Mrs. T and I were a New Year's Eve blind date. Instant click (our other friend couples were either fighting that night, or broke up soon after). We talked as if we had already trusted each other intimately for years. Confessed our mutual love in March; I gave myself a birthday present by proposing on my 30th birthday in June (but apparently did it in such a roundabout way that she swears she thought I was going to break up with her; when we sat down to a picnic lunch, I really had no idea that I was going to propose right then). We got married on December 22 of that year. 30 years in now. We've had our fair share of knock-down drag-outs, but we just can't give each other up.


----------



## SanAntone (May 10, 2020)

We met at a comedy club in NYC, 1980; got a loft together in 1981; married in 1985. There has been only one "rough patch", circa 1994 - but our marriage survived and we are enjoying probably the best years of our life now. 

It's the world around us that is falling apart.


----------



## BrahmsWasAGreatMelodist (Jan 13, 2019)

Thanks for the responses all. If I may add:

Would you consider your spouse one of your best friends?


----------



## Art Rock (Nov 28, 2009)

BrahmsWasAGreatMelodist said:


> Thanks for the responses all. If I may add:
> 
> Would you consider your spouse one of your best friends?


My best friend, period.


----------



## Ingélou (Feb 10, 2013)

*We didn't quite fall in love at first sight, but it happened quickly: we got engaged three weeks after we met at a Taizé-inspired student summer holiday camp. We were married four months later, giving me time to be instructed and baptised into the Catholic church.

We have a lot in common besides our faith - we're both graduate teachers with a love of books, folk music, dancing, word-games, animals and history - and our temperaments are also fairly similar, with sudden enthusiasms and emotional intensity. We're 'all or nothing' characters. This means that most of the time we are profoundly happy and companionable, but there are also terrible rows, which sometimes accumulate in 'bad patches'.

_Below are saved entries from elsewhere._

Issue #2146, opened 2026-08-20
3 repo-contract tests fail on main after the Cohere2-MoE / GPT-OSS-Puzzle vendor commits


raullenchai:
## What

On pristine main (verified at `dfb2f4b3` and still true at `0ca64412`), three repo-contract tests fail locally:

```
FAILED tests/test_mlx_compat.py::test_every_mlx_lm_consumer_installs_shim
  models/cohere2_moe.py (mlx_lm import @ line 14, install @ None)
FAILED tests/test_model_profiles_ssot.py::test_every_alias_has_explicit_profile_fields
FAILED tests/test_model_sizes.py::test_every_text_alias_has_a_manifest_entry
  missing from model_sizes.json: mlx-community/North-Mini-Code-1.0-4bit, mlx-community/North-Mini-Code-1.0-bf16
```

Introduced by the vendor commits aac18fb0 (#1223 North-Mini-Code Cohere2-MoE) and 837d4b78 (#1224 GPT-OSS Puzzle):

- `vllm_mlx/models/cohere2_moe.py` does a module-load-time `import mlx_lm` without the `_mlx_compat.install()` shim the contract requires (#404 M5 regression risk).
- The two new North-Mini-Code aliases are missing from `model_sizes.json` (the test's own remedy: `python3.12 scripts/gen_model_sizes.py`) and lack explicit profile fields.

## Why it matters

Every PR's local `full_unit` now carries these 3 pre-existing failures, so real regressions are harder to spot in the noise (three of my PR validation runs tonight had to explain them away). The CI `tests` gate apparently doesn't exercise these paths, which is why the commits landed green.

## Suggested fix

Mechanical, per each test's own remedy: add the shim install to `cohere2_moe.py` before its mlx_lm import (same pattern as `utils/mamba_cache.py`), run `scripts/gen_model_sizes.py`, and fill the explicit profile fields for the two new aliases. Left to the vendor-commit authors since it touches vendored model files and the alias SSOT.

PR #2151, opened 2026-08-20
feat(perf): fuse MoE gate+up expert projections into one gather_qmm

raullenchai:
## Why

At single-token decode, mlx-lm's stock `SwitchGLU` issues three tiny `gather_qmm` launches per MoE layer (gate, up, down). Affine quantization packs each output row independently, so concatenating the gate and up expert weights along the output axis and issuing **one** `gather_qmm` over `[E, 2*inter, hidden]` is **bit-identical** to the two separate calls while removing one GPU launch per MoE layer per token.

Measured on Qwen3.6-35B-A3B-8bit (M3 Ultra, cache-busted medians, isolated single-server protocol):

| level | baseline | fused | delta |
|---|---|---|---|
| mlx_lm generate decode | 86.4 tok/s | 92.5 tok/s | **+7.0%** |
| server E2E long-prompt decode | 81.4 tok/s | 86.1 tok/s | **+5.8%** |

Correctness: greedy outputs **byte-identical** at every level — layer microbench (`mx.array_equal` on both the decode and gather-sort paths), `mlx_lm.generate` (identical text), and server-level 6-prompt greedy capture (English/code/math/Chinese, identical `content`/`reasoning`/token counts vs a `RAPID_MLX_MOE_GATE_UP_FUSION=0` control server).

Fusion design adapted from the oMLX project (https://github.com/jundot/omlx, Apache-2.0), which ships it default-on for the same layer type. Applies to every stock-`SwitchGLU` MoE the server loads (Qwen3.5/3.6 MoE, Qwen3-MoE family, etc.); dense models are a no-op scan.

## What

- `vllm_mlx/moe_fusion.py` — `fuse_gate_up(model)`: class-level `__call__` patch (once per process, stock path preserved for unfused instances) + in-place instance rewrite (gate module becomes the fused container so quantization params carry over; original gate/up buffers freed per layer with a cache drain to bound the load transient). Structural gate refuses mismatched quantization params, `SwitchGLU` subclasses (exact-type only), and anything without a clean gate/up pair. `RAPID_MLX_MOE_GATE_UP_FUSION=0` opts out.
- `vllm_mlx/engine/batched.py` — invoke post-load on the mlx-step worker (weight concat touches MLX streams only that thread owns, #170), **inside the non-disk-stream branch only**: the disk-stream forward (`disk_stream_patch.py` / `qwen2_moe_forward.py`) reads `gate_proj`/`up_proj` directly and its lazy load never materializes the routed weights, so those lanes keep the stock layout.
- `tests/test_no_out_of_band_routing.py` — register the env var in `ALLOWED_RAPID_MLX_ENV_VARS` (non-routing perf toggle, same shape as `RAPID_MLX_DISABLE_FUSED_SAMPLER`).

## Tests

`tests/test_moe_gate_up_fusion.py` (11 tests): byte equality on decode and gather-sort paths (quantized 4-bit and unquantized, incl. bias), in-place rewrite semantics (originals dropped, container reused), idempotency, unfused-instance stock path through the patched class `__call__`, dense no-op, env opt-out, mismatched-quant-params reject, subclass reject.

## Notes

AI-authored (Claude Opus 4.8), continuing the cross-engine benchmarking session that produced #2144. Benchmark artifacts on mac-studio `~/work/benchout/` (`35b-moefuse.json`, `greedy-35b-{fused,base}.json`).

### DIFF
--- a/tests/test_moe_gate_up_fusion.py
+++ b/tests/test_moe_gate_up_fusion.py
@@ -1,0 +1,179 @@
+# SPDX-License-Identifier: Apache-2.0
+"""Correctness gates for the MoE gate+up expert-projection fusion.
+
+The fusion must be BIT-exact — affine quantization packs each output row
+independently, so a concatenated gate+up gather_qmm returns the same
+bytes as two separate calls — and strictly opt-out-able. These tests pin
+byte equality on quantized and unquantized SwitchGLU, the structural
+_can_fuse gate, in-place rewrite semantics (original buffers dropped,
+stock path preserved for unfused instances), idempotency, and the env
+kill-switch.
+"""
+
+from __future__ import annotations
+
+import pytest
+
+mx = pytest.importorskip("mlx.core")
+
+import mlx.nn as nn
+from mlx_lm.models.switch_layers import QuantizedSwitchLinear, SwitchGLU, SwitchLinear
+
+from vllm_mlx import moe_fusion
+
+# Small MoE geometry: E experts, k active, quantization-friendly dims.
+E, HID, INTER, K = 8, 64, 128, 2
+
+
+class TinyMoE(nn.Module):
+    """Minimal container so fuse_gate_up's module scan finds the layers."""
+
+    def __init__(self, n_layers=2, quantize=True):
+        super().__init__()
+        self.layers = [SwitchGLU(HID, INTER, E) for _ in range(n_layers)]
+        if quantize:
+            nn.quantize(self, group_size=32, bits=4)
+
+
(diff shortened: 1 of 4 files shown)


raullenchai:
Round-1 finding addressed: the bias-path test now constructs `SwitchGLU(..., bias=True)`, asserts both projections carry bias parameters before fusing and that the fused container carries the concatenated bias after — the additive-bias fusion path is genuinely exercised. 11 tests green. full_unit's other failures are the 3 pre-existing main breakages tracked in #2146.

PR #2153, opened 2026-08-20
feat(perf): replace the MoE router argpartition+take with one Metal launch

raullenchai:
## Why

At decode, the Qwen3-Next-family MoE routing chain — softmax, `argpartition` top-k, `take_along_axis`, renormalize — is five tiny-tensor launches per MoE layer per token. This PR replaces the two selection launches (`argpartition` + `take_along_axis`) with **one** fused Metal dispatch; softmax and the renormalize stay composed.

**Byte-exactness design** (the interesting part): a naive fused top-k+renorm was measured to make greedy outputs diverge (reduction-order ulp in the scores compounds over 40 layers × hundreds of tokens — 3/6 greedy prompts flipped). The landed design instead has the kernel emit indices in `argpartition`'s empirically pinned output permutation (values ascending, ties ascending by index) plus the RAW selected probabilities (`T(float(x))` round-trips losslessly, bit-identical to `take_along_axis`), so the composed renormalize sees the exact tensor the original chain would — the block output is **byte-identical**. `install()` verifies both the permutation parity and the raw-score identity on random probes at install time and refuses to engage if mlx's ordering ever changes.

Measured on Qwen3.6-35B-A3B-8bit (M3 Ultra, cache-busted medians, single-server protocol, on top of the #2151 gate+up fusion):

| | gate_up only | + this PR | delta |
|---|---|---|---|
| long-prompt decode | 86.1 tok/s | 87.6 / 87.2 (two runs) | **+1.3–1.7%** |
| short-prompt decode | 90.6 | 91.0 | +0.4% (noise-level) |
| greedy outputs (6 prompts) | — | — | **6/6 byte-identical** |

Honest framing: a modest, real win — the renormalize (the ulp source) cannot be fused without breaking byte-equality, which caps the gain at roughly half of the naive fusion's. Cumulative with #2151: 81.4 → 87.6 tok/s (**+7.6%**) on the 35B flagship MoE. Kernel design adapted from the oMLX project (Apache-2.0); the byte-exact selection-only strategy is ours.

## What

- `vllm_mlx/moe_router_fusion.py` — the kernel (one simdgroup per row, 32 lanes each owning NE/32 experts, K `simd_max` selection rounds) + `install()` wrapping `Qwen3NextSparseMoeBlock.__call__` (shared by mlx-lm's qwen3_5 / qwen3_6 / qwen3-next). Fast path gated to decode-width rows (≤8), `NE % 32 == 0`, bf16/fp16, unsharded, `norm_topk_prob=True`; anything else runs the original body; any fast-path failure permanently degrades to it. `RAPID_MLX_MOE_ROUTER_FUSION=0` opts out.
- `vllm_mlx/scheduler.py` — `install()` at module import, next to the GDN kernel install.
- `tests/test_no_out_of_band_routing.py` — env var registered in the allowlist.

## Tests

`tests/test_moe_router_fusion.py` (28 tests): elementwise permutation parity vs `argpartition` across seeds/dtypes/expert counts, tie-to-highest-index membership + tie permutation parity, raw scores byte-identical to `take_along_axis`, renormalized scores byte-identical to the composed chain, row/dtype/expert-count gates, install idempotency + env opt-out, and a real `Qwen3NextSparseMoeBlock` end-to-end `mx.array_equal` check.

## Notes

AI-authored (Claude Opus 4.8), continuing the perf lane that produced #2144 and #2151. Benchmark artifacts on mac-studio `~/work/benchout/` (`35b-router-v3.json`, `greedy-35b-{rt3,norouter}.json`; the diverging naive-fusion evidence in `greedy-35b-router.json`).

### DIFF
--- a/tests/test_moe_router_fusion.py
+++ b/tests/test_moe_router_fusion.py
@@ -1,0 +1,333 @@
+# SPDX-License-Identifier: Apache-2.0
+"""Correctness gates for the fused MoE router top-k kernel.
+
+The kernel replaces only the argpartition selection; reversed, its
+output must match argpartition's permutation ELEMENTWISE (values
+ascending, ties ascending by index) — that pinned ordering is what
+makes the block output byte-identical, since every other step keeps
+the composed ops. The install wrapper must engage only for short-row,
+renormalizing, unsharded calls and fall back (permanently on failure)
+to the original block body.
+"""
+
+from __future__ import annotations
+
+import pytest
+
+mx = pytest.importorskip("mlx.core")
+
+if not mx.metal.is_available():  # pragma: no cover - CI runners have Metal
+    pytest.skip("Metal GPU required for router kernel tests", allow_module_level=True)
+
+from vllm_mlx import moe_router_fusion
+
+NE, K = 256, 8
+
+
+def _composed(gates, k):
+    inds = mx.argpartition(gates, kth=-k, axis=-1)[..., -k:]
+    scores = mx.take_along_axis(gates, inds, axis=-1)
+    scores = scores / scores.sum(axis=-1, keepdims=True)
+    return inds, scores
+
+
+def _probs(rows=1, ne=NE, dtype=mx.bfloat16, seed=0):
+    mx.random.seed(seed)
+    g = mx.softmax(mx.random.normal((rows, ne)).astype(dtype), axis=-1, precise=True)
+    mx.eval(g)
+    return g
+
+
+class TestSelectionParity:
+    @pytest.mark.parametrize("seed", range(8))
+    @pytest.mark.parametrize("dtype", [mx.bfloat16, mx.float16])
+    def test_selected_set_matches_argpartition(self, seed, dtype):
+        g = _probs(rows=4, dtype=dtype, seed=seed)
+        fi, fs = moe_router_fusion.fused_router_topk(g, K)
+        ci, cs = _composed(g, K)
+        mx.eval(fi, fs, ci, cs)
+        assert fi.astype(mx.int64).tolist() == ci.astype(mx.int64).tolist(), (
+            "permutation differs from argpartition"
+        )
+
+    def test_tie_resolves_to_highest_index(self):
+        # Craft a row where several experts share the exact k-th probability:
+        # the fused kernel must pick the same members argpartition does
+        # (ties -> highest index at this shape).
+        base = mx.full((1, NE), 1.0 / NE, dtype=mx.float32)
+        # raise experts 3, 7, 250 to one shared higher value; k=2 forces a
+        # tie-break among three equal candidates
+        base[0, 3] = 0.5
+        base[0, 7] = 0.5
+        base[0, 250] = 0.5
+        g = (base / base.sum(axis=-1, keepdims=True)).astype(mx.bfloat16)
+        mx.eval(g)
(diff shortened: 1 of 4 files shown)


raullenchai:
All three round-1 findings addressed with one mechanism: parity verification is now **per-(num_experts, top_k) shape, memoized** (`_parity_verified`) — each combination is compile-run-permutation-raw-score verified with `mx.eval` inside the guard on its first appearance, and a failing shape is permanently routed to the composed chain. This (1) closes the unvalidated-shape gap (the gate consults the per-shape verdict, not a single startup probe), (2) means no lazy-eval kernel failure can escape into a request — every specialization the fast path will ever launch has already been evaluated in a guarded probe on the same thread — with the runtime try/except retained as belt-and-braces, and (3) is covered by new tests: per-shape probe caching, failing-shape permanent composed routing (including no re-probe after repair), and a deferred-failure degradation test that injects a kernel failure, verifies the request survives through the original body, and asserts the repaired kernel is never invoked again while outputs stay byte-identical to the original chain. 31 tests green.

raullenchai:
Round-2 disposition: **(1) fixed** — the probe now uses keyed RNG only (`mx.random.normal(..., key=...)`), never consuming the global stream; a new test seeds the global RNG, runs a fresh-shape probe, and asserts the next global draw is byte-identical to a probe-free run. **(4) fixed** — every per-shape probe now includes deterministic tie-heavy rows alongside the random ones: an all-equal row (every selection a tie), a two-level step whose high plateau is wider than k (ties across the whole selection boundary), and scattered duplicates at the top (partial ties inside the selection), for both dtypes. **(3) fixed** — the end-to-end test now instruments `fused_router_topk` (after warming the parity verdict) and asserts it ran exactly once with no fallback before the byte-equality comparison; a separate test injects a deferred failure and proves permanent degradation with the repaired kernel never re-invoked. **(2) declined with rationale** — the same finding class as #2144 round-8: every kernel specialization the fast path will ever launch has already been compiled AND evaluated inside a guarded probe on the same thread before its first fast-path use (that is what the per-shape verdict gates on), so a construction-time escape requires a failure mode the probe already rules out; forcing `mx.eval` inside `patched_call` would insert a per-layer synchronization barrier into the decode hot path and destroy the lazy pipelining the optimization exists for. Residual eval-time risks (allocator OOM etc.) apply identically to the composed chain. 32 tests green.

raullenchai:
Withdrawing after honest reassessment: round-3 finding (3) identifies the real structural weakness — the byte-exactness contract rests on `argpartition`'s partition-internal ordering, which is undocumented implementation behavior that could legitimately be input-dependent or change across mlx versions. The runtime per-shape probe (random + tie-heavy rows) narrows but cannot eliminate that risk, and the measured payoff (+1.3–1.7% decode on the 35B flagship) does not justify betting output byte-equality on an unspecified invariant. The naive fully-fused variant was already ruled out empirically (3/6 greedy prompts diverged).

The branch is kept for revival if (a) mlx documents/pins the partition ordering, (b) a selection-only strategy that doesn't depend on ordering emerges (e.g. mlx grows a stable top-k), or (c) a workload appears where the gain is large enough to justify an opt-in flag instead of default-on. The instructive negative results — ulp-in-router-scores compounds to token divergence over 40 layers; selection-only fusion loses most of the gain once take/renorm stay composed — are recorded in the PR history.

PR #2166, opened 2026-08-20
fix(video): print LTX-2.5 runtime setup walkthrough in the preflight error

raullenchai:
## Why

Release dogfood (new-user journey, mini) found a dead end: `rapid-mlx serve ltx-2.5-mlx-q8` without the pinned runtime prints

```
Error: video generation requires the pinned LTX-2.5 runtime (commit 5795228…; see the video generation guide).
```

and exits. The message names a commit hash and "the video generation guide" but gives no path, URL, or command — a new user has no next step. Every sibling preflight error (disk space, port in use, unknown alias) already prints concrete suggestions.

## What

When the LTX-2.5 runtime is missing or fails to provision, the preflight error now appends the exact setup walkthrough from `docs/guides/video-generation.md`, sourced from the single-source-of-truth constants (`LTX25_RUNTIME_REPOSITORY`, `LTX25_RUNTIME_COMMIT`):

```
  Set up the pinned runtime (docs/guides/video-generation.md):
    git clone --branch ltx25 https://github.com/MrMoferFRAN/ltx-2-mlx.git
    git -C ltx-2-mlx checkout 57952288076766abe27dda3a774b2c24f7346977
    uv sync --project ltx-2-mlx
    RAPID_MLX_LTX25_RUNTIME="$PWD/ltx-2-mlx/.venv/bin/ltx-2-mlx" rapid-mlx serve ltx-2.5-mlx-q8
```

The hint is shown only when the runtime itself is the problem — if the runtime resolved and only `uv` (or ffmpeg) is missing, the clone/checkout walkthrough would be noise and is suppressed.

## Tests

- New: `test_ltx25_missing_runtime_prints_setup_walkthrough` — missing runtime → all four setup lines present (asserted against the constants, not string copies).
- New: `test_ltx25_unprovisioned_runtime_prints_setup_walkthrough` — resolved runtime whose `uv sync` provisioning fails → walkthrough present.
- Extended: `test_ltx25_runtime_preflight_requires_uv` — runtime resolved, only `uv` missing → asserts `git clone` is NOT printed.
- Full video suites pass: 67 passed (`test_ltx25_video.py`, `test_cogvideox_video.py`, `test_wan_video.py`).
- Manual repro on mini (no runtime installed): output shown above.

## Notes

AI-disclosure: authored by Claude (Fable 5) during self-driven release dogfooding, reviewed via codex + pr_validate.

https://claude.ai/code/session_012QDdb5mYeBw8qqApuxX6F2

### DIFF
--- a/tests/test_ltx25_video.py
+++ b/tests/test_ltx25_video.py
@@ -239,6 +239,29 @@ def test_ltx25_sanitize_redacts_query_tokens_and_bearer() -> None:
     assert "https://index.example/simple?token=***" in out
 
 
+def test_ltx25_sanitize_redacts_signed_url_params() -> None:
+    """Signed-URL auth params don't end in the classic credential
+    suffixes (codex on #2166): AWS presigned ``X-Amz-Signature``, Azure
+    SAS ``sig``/``sas``, generic ``auth``/``jwt`` must all redact, since
+    uv stderr can echo the full index URL query string."""
+    from vllm_mlx.video.ltx25 import _sanitize_diagnostic
+
+    out = _sanitize_diagnostic(
+        "GET https://bucket.s3.example/wheel.whl"
+        "?X-Amz-Credential=AKIA%2F20260820&X-Amz-Signature=deadbeefcafe"
+        "&X-Amz-Expires=300 and https://acct.blob.example/pkg?sv=2024"
+        "&sig=Zm9vYmFy%3D and auth=topsecret9 jwt=eyJ0eXAi.abc"
+    )
+    assert "deadbeefcafe" not in out
+    assert "Zm9vYmFy" not in out
+    assert "topsecret9" not in out
+    assert "eyJ0eXAi" not in out
+    assert "X-Amz-Signature=***" in out
+    assert "sig=***" in out
+    # Non-credential params survive so the diagnostic stays useful.
+    assert "X-Amz-Expires=300" in out
+
+
 def test_ltx25_sanitize_redacts_quoted_credential_values() -> None:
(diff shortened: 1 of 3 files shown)


raullenchai:
## pr_validate summary + codex stopping-rule note

**6 rounds of pr_validate run from the PR worktree.** Final state: every gate green except `codex_review` — `full_unit` 18110 passed (green in r4/r5/r6), targeted 37 passed, lint clean, diff coverage 92.9%.

**codex non-convergence (documented override per the established stopping rule):** every finding through round 6 was addressed (install containment, canonical-alias injection guard, conditional clone+fetch for stale checkouts, temp-file stderr capture, control-char scrubbing, URL-userinfo/percent-encoded redaction, quoted values, suffix-based credential-name matching, any-scheme Authorization redaction, `.git`-gated clone guard). Rounds 5–6 exhibited the classic non-convergence signature: each round invented a further sanitizer spelling variant, and the `[ -d ltx-2-mlx ]` finding was re-graded NIT→BLOCKING between rounds. The sanitizer is now structurally comprehensive (suffix-based name match, all quoting forms, all auth schemes, userinfo, bounded + control-scrubbed), so further enumeration rounds add no expected value.

**healthz flake investigation** (failed in r1–r3 full_unit): p99 measured 50.5/110.3/117.3 ms vs 50 ms budget, correlated with concurrent machine load (29 GB rsync, codex runs, live inference servers on this mini). Exact same command green on plain main (18099 passed) AND from this PR worktree (18108 passed) when the machine is quiet; green in r4/r5/r6. The functional invariant (`/healthz` never calls `engine.get_stats()`) has its own dedicated test — green in every run. Not a regression of this diff (video-lane only).

PR #2173, opened 2026-08-20
feat(mtp): expose tested experimental MTP presets

raullenchai:
## Summary
- honor MTPLX runtime contracts for Qwen native MTP artifacts
- expose opt-in `Experimental MTP` toggles for 18 real-weight-smoked Qwen aliases
- keep MTP off by default and warn that it may be slower and requires a restart/download
- keep HY3 and Gemma 4 out of the GUI roster until they can be validated end-to-end

## Real-weight validation
Mac Studio MTP-enabled generation passed for:
- Qwen 3.5 4B: 4/6/8-bit
- Qwen 3.5 9B: 4/6/8-bit
- Qwen 3.6 27B: 4/6/8-bit and UD
- Qwen 3.6 35B-A3B: 4/6/8-bit and UD
- both existing Qwen 3.8 27B aliases

Canonical Qwen 3.6 aliases share the exact tested 4-bit HF paths.

## Tests
- Studio: 2,967 registry/CLI/MTP tests passed
- Studio: 25 Swift ModelPerfConfig tests passed
- Mini: 103 registry/CLI/MTP tests passed
- Qwen real-weight smoke logs retained under `/tmp/mtp-smoke-*.json` on Studio

## Defaults
No alias enables MTP automatically. Performance is deliberately not a landing gate for this experimental, user-controlled toggle.

### DIFF
--- a/apps/rapid-mac/Sources/Rapid/Server/ModelCatalog.swift
+++ b/apps/rapid-mac/Sources/Rapid/Server/ModelCatalog.swift
@@ -61,7 +61,9 @@ struct SpeculativeDecodingPreset: Codable, Sendable, Hashable {
     let model: String?
     let tokens: Int?
 
-    var displayName: String { method == .mtp ? "MTP" : "Suffix decoding" }
+    var displayName: String {
+        method == .mtp ? "Experimental MTP" : "Suffix decoding"
+    }
 }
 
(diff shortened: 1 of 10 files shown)


raullenchai:
@codex review

PR #2179, opened 2026-08-21
fix(gemma4): upgrade stale chat templates

raullenchai:
## What does this PR do?

Upgrades exact known stale Gemma 4 checkpoint chat templates to the matching Google canonical contract at the shared serving entry point. E2B/E4B use the compact template; 12B/26B/31B use the full template. Already-current canonical templates and any modified/custom templates are preserved.

The two Google templates are bundled in the wheel so serving remains offline and deterministic. A small compatibility correction serializes JSON Schema union types as arrays instead of Python-list strings.

## Why is this needed?

Discussion #1062 exposed a second class of Gemma 4 compatibility failures: converted MLX checkpoints can retain an older template that renders JSON null as Python None, accepts malformed string arguments, and omits corrected continuation framing after tool results. Parser output was already structured correctly; replaying multi-turn tool history was the stale contract.

Refs #1062.

## AI assistance disclosure

Codex investigated the discussion, compared converted checkpoints with current Google templates, implemented the runtime upgrade helper and regression tests, and performed iterative adversarial review. The two Jinja files are based on the Google canonical templates under their Apache-2.0 header; the union-type serialization correction is covered by a rendered declaration assertion. Verification included a deliberate negative-control mutation, focused and full local suites, wheel inspection, and real-model tests on the local Mac and Studio runner.

> By submitting this PR I confirm I can explain the intent, risk, and behavior of every non-generated change in this PR. The stale-template allowlist hashes were verified against every Rapid Gemma 4 alias repository carrying a standalone template.

## Test plan

- [x] Ruff check and format check on changed Python files.
- [x] 181 focused chat-template/parser/router tests passed in final validation.
- [x] Full non-MLLM run: 18,148 passed, 86 skipped, 22 deselected, 6 xfailed, 1 xpassed; four failures reproduced identically on clean upstream/main.
- [x] Negative control: disconnecting the production upgrade hook made the null/string-argument and tool-continuation regressions fail.
- [x] Wheel build includes both Jinja assets and the upgrade helper.
- [x] Local real gemma-4-e2b-4bit: structured tool_calls and multi-turn tool-result continuation returned alpha.txt.
- [x] Studio real gemma-4-e2b-8bit contract: structured tool_calls, multi-turn alpha.txt response, and canonical compact-upgrade log passed ([run](https://github.com/raullenchai/Rapid-MLX/actions/runs/32434347240)).
- [x] Iterative Codex review converged with zero blocking findings; the upstream-template O(n²) NIT is explicitly dismissed as out of scope in the PR comment.
- [x] Final local PR validation verdict: MERGE-SAFE. Full-unit and stress were environment-skipped in the final run after the prior full run/main A-B proof and Studio live-model pass.

## Checklist

- [x] Tests pass locally under SOP exclusions; pre-existing failures are documented above
- [x] Self-validated with `python3 -m scripts.pr_validate 2179 --verbose`
- [x] New critical-path tests fail when the production wiring is deliberately disconnected
- [x] README/docs updated if applicable (not applicable: runtime compatibility fix with no user-facing option)

## Out of scope

The Google canonical templates forward-scan later messages to find the next non-tool role, which is O(n²) for unusually long histories. This is inherited upstream behavior, not introduced by the upgrade wrapper; rewriting the vendored turn-state algorithm is intentionally deferred to avoid expanding this compatibility patch.

### DIFF
--- a/.github/workflows/agent-gate.yml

The rows are so intense because we come from different cultural backgrounds - he's Glasgow-Irish & a cradle-Catholic, and I come from an Anglo-Scottish protestant background.

But after forty-six years of marriage, I'm still mad about the boy. *


----------



## Manxfeeder (Oct 19, 2010)

BrahmsWasAGreatMelodist said:


> What was your relationship with your spouse like at the beginning? Was it love at first sight? Did you know each other for a while before you started dating? Was it always smooth sailing, or did it have rough patches that you managed to mend?


My wife was someone I felt a connection with the first time I talked to her. We were both in the same church, so I knew her and her family. We are both committed Christians, so we have the same outlook and goals, and that has kept us out of rough patches.

And I do consider her my best friend. I can tell her anything, and she knows she can tell me anything. I don't know anyone else I can be that honest with.


----------



## Manxfeeder (Oct 19, 2010)

Ingélou said:


> *
> 
> But after forty-six years of marriage, I'm still mad about the boy. *


Wonderful! I'm only at 39 years, but I'm still absolutely nuts about my wife.


----------



## BrahmsWasAGreatMelodist (Jan 13, 2019)

Art Rock said:


> My best friend, period.


That's beautiful...


----------



## En Passant (Aug 1, 2020)

My Wife passed away but our relationship did not have any real issues. She used to say “She knew I wanted to marry her I just didn’t know it”. I admit I was a bit of a rogue and as she was the most beautiful, most desirable girl at Uni; I had to go out with her. First date was magic and soon I’d find out she was right. We were married within six months and were happily married with several children until she passed. We had never really fought, serious arguments were out of stubbornness (both of us) and we’re resolved before bed.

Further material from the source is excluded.